▶ **Task directions**
Whenever the word "advance" shows up in a line of the data, copy that line.

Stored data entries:
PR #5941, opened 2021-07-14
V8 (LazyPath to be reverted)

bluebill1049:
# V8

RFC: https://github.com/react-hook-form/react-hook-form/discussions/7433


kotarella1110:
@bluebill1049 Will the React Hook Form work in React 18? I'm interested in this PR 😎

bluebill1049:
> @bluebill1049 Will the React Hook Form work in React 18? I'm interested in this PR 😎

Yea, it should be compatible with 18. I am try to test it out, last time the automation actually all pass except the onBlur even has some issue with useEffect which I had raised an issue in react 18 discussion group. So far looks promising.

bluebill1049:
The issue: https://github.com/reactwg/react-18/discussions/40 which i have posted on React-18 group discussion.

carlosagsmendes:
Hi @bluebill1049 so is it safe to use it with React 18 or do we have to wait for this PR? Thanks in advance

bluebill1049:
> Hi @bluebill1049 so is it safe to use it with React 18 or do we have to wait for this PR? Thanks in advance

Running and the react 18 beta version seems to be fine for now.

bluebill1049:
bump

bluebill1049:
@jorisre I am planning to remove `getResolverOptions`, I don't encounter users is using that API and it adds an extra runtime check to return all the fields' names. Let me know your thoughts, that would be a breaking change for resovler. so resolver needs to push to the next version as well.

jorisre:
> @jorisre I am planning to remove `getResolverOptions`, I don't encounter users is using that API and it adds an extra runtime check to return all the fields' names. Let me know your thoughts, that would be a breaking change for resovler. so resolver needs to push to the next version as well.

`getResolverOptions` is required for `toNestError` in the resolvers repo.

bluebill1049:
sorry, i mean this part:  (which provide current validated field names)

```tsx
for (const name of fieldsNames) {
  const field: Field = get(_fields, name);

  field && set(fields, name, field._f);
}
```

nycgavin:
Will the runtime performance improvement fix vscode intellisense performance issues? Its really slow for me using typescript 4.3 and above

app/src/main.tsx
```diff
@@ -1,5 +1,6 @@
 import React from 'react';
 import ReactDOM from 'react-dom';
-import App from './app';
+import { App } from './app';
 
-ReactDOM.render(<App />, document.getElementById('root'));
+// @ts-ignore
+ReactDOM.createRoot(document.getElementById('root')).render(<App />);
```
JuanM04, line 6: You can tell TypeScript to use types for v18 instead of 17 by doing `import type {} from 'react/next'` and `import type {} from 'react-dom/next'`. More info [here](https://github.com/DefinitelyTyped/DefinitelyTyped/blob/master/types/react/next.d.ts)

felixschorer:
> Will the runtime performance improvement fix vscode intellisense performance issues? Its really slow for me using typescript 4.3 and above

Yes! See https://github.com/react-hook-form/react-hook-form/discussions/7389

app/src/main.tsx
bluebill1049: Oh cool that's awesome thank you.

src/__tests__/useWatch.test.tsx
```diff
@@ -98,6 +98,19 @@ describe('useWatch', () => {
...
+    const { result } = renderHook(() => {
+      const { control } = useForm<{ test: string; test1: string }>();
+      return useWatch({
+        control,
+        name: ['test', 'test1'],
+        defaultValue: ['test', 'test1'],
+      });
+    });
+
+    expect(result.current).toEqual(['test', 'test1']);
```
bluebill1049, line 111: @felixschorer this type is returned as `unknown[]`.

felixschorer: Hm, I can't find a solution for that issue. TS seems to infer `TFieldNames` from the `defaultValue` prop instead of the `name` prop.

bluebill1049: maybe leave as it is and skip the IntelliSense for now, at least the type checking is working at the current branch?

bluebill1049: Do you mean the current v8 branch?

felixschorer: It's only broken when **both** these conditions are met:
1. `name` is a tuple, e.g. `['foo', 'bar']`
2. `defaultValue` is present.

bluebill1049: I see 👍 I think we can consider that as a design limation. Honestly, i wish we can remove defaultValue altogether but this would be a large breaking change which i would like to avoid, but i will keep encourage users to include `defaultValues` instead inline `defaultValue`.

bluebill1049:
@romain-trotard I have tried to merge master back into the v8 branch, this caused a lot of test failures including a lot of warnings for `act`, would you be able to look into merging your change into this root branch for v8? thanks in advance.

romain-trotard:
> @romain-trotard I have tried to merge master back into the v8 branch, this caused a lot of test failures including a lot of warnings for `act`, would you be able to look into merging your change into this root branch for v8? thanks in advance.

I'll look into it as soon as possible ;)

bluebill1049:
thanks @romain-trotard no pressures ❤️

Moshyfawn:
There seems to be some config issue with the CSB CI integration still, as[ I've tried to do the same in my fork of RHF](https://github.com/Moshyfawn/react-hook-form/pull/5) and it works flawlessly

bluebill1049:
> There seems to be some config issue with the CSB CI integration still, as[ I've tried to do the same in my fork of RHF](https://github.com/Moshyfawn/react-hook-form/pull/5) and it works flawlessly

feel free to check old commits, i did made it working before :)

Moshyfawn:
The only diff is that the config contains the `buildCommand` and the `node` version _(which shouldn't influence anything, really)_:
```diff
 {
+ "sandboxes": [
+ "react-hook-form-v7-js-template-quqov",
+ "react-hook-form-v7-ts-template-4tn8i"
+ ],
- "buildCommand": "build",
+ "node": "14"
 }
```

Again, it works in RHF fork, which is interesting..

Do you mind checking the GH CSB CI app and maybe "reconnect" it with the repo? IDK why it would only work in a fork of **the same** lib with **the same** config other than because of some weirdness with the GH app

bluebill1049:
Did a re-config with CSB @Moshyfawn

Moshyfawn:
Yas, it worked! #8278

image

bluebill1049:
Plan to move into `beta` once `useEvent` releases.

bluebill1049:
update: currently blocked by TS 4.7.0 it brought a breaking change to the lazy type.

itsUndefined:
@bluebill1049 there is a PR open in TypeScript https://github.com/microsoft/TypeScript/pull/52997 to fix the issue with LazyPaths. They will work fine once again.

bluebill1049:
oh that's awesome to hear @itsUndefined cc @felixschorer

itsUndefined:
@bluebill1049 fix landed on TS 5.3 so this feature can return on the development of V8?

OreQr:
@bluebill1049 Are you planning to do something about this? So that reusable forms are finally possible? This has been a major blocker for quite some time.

▶ **Finished task**
Hi @bluebill1049 so is it safe to use it with React 18 or do we have to wait for this PR? Thanks in advance
> Hi @bluebill1049 so is it safe to use it with React 18 or do we have to wait for this PR? Thanks in advance
@romain-trotard I have tried to merge master back into the v8 branch, this caused a lot of test failures including a lot of warnings for `act`, would you be able to look into merging your change into this root branch for v8? thanks in advance.
> @romain-trotard I have tried to merge master back into the v8 branch, this caused a lot of test failures including a lot of warnings for `act`, would you be able to look into merging your change into this root branch for v8? thanks in advance.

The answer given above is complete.